Sullo scaffale campeggia quel volume di Longanesi che ho sempre consultato quando desideravo riconciliarmi con il mio ateismo: Senza Dio. Una copertina azzurra (guarda caso come il cielo) e strisce azzurre (di quel cielo) sbavano sulla parola DIO come a tentare invano di cancellarla. Poi quel SENZA che è un manifesto programmatico, una dichiarazione di poetica ed esistenziale: non CONTRO Dio ma SENZA Dio. Una differenza radicale. La differenza fra un devoto dell’ateismo e un ateo privo di devozione, tra un ateo-devoto e un ateo-e-basta.
Tutto in effetti orbita nell’opera di Giorello intorno all’estraneità o all’indifferenza nei confronti di Dio. Un Dio che può essere psicologizzato o storicizzato, ma che alla fin dei conti e degli scandagli – almeno nel pensiero di Giorello – resta una metafora, la più imponente, del Potere e della Verità.

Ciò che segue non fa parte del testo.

PR #551, opened 2020-11-17
Orbit control task

### LINKED ISSUE #62: Orbit Controller
Creating this issue to track the new integration of the new orbit controller that will eventually be coded up in PSim.

fatimayousuf:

Rinnegare le autorità – rifiutarsi alla «reverenza» per non dire alla «sottomissione» – e affidarsi interamente a quel processo in perpetuo divenire che è il racconto scientifico, questo è il contraltare (in senso proprio, quasi fisico) su cui è costruita l’opera di Giorello.
Scardinare tutto ciò che non rende l’uomo libero in se stesso e per se stesso, a partire dal dogmatismo religioso per finire al dogmatismo ateistico. Essere così ateo da rigettare persino l’ipotesi di un ateismo metodologico «alleato di quei mistici che hanno ridotto il divino a puro “nulla”».
Di questo anti-teologo per eccellenza – sempre pronto a dialogare coi teologi e a frugarne le contraddizioni – resta dunque l’appello sovrano a porsi nei confronti dell’esistenza e del pensiero in una prospettiva di decostruzione e problematizzazione. Anche in senso politico, naturalmente. O forse in primis in senso politico. Laddove nessun «Papa» dovrebbe essere abilitato a legiferare in nome di investiture che non siano rigidamente transeunti.
Cosa pretendeva allora Giorello dalla sua vita? Lo dice, con la consueta ironia, laddove afferma: «Vogliamo costruire qualcosa come una rete senza centro (cioè senza una gerarchia con un Papa al vertice della piramide), una democrazia che guarda con sospetto persino all’idea di una sovranità democratica».
Ecco la parola-chiave, il grimaldello morale: sospetto. Sospettare di tutto, sospettare della Verità perseguendone le parvenze, sospettare dell’autorità, sospettare del predominio delle caste sugli ignari. Sospettare così radicalmente – in una sorta di ascesi della libertà e del libertarismo – da affidare alla propria vita il compito supremo di proporsi come affrancamento intransigente da ogni vincolo e da ogni abuso che pretende di vincolarci.
Potremmo chiamarla Anarchia e di fatto, in senso filosofico – senza scomodare le derive insurrezionaliste e i loro corifei – di Anarchia e di Anarchismo l’esistenza di Giorello fu imbevuta. Un Anarchismo razionale, senza derive o concessioni di ordine mistico o misticistico, ma pur sempre un Anarchismo che permea nel profondo chiunque rilutti all’idea di dover subordinare la Libertà a qualsivoglia dettame (fosse pure metafisico) superiore.
Ricordo un episodio che in qualche misura riassume l’intero «spirito» del filosofo. Eravamo nel suo studio, ovviamente ingombro di opere. Pacchi di libri gli erano giunti da varie parti – editori, amici, studiosi – e lui ne passava rapidamente in rassegna i titoli. Uno, due, tre, quattro, cinque. Al sesto sbottò: «Platone, Platone, ancora Platone! Che palle con questo Platone!». Non aggiungerei altro.
In quello studio lasciato alla deriva – perfettamente, deliziosamente disordinato come la sua zazzera e la sua figura distratta, sempre compresa in preoccupazioni che nulla concedevano al mondano – in quella cella di meditazioni sulla «lotta dell’ateo contro il male» dalla più concreta e pragmatica delle prospettive, Platone risuonava come una visione quasi insopportabile. Qualcosa di troppo etereo, di troppo «platonico», per catturare ancora le nostre passioni.
Dopo aver riposto l’inventore dell’Idea a un canto del tavolo mi disse guardando lontano, verso qualche spazio dove non c’era più se non la sua libertà: «Un bicchiere di whishy alla sera. Questo è soltanto quel che mi importa».
Poi attaccò a parlare e mi raccontò tutto quello che ho riportato nel libro-intervista edito da Aliberti e intitolato Se ti spiegassi la scienza? (libro che verrà a breve ripubblicato in una versione aggiornata).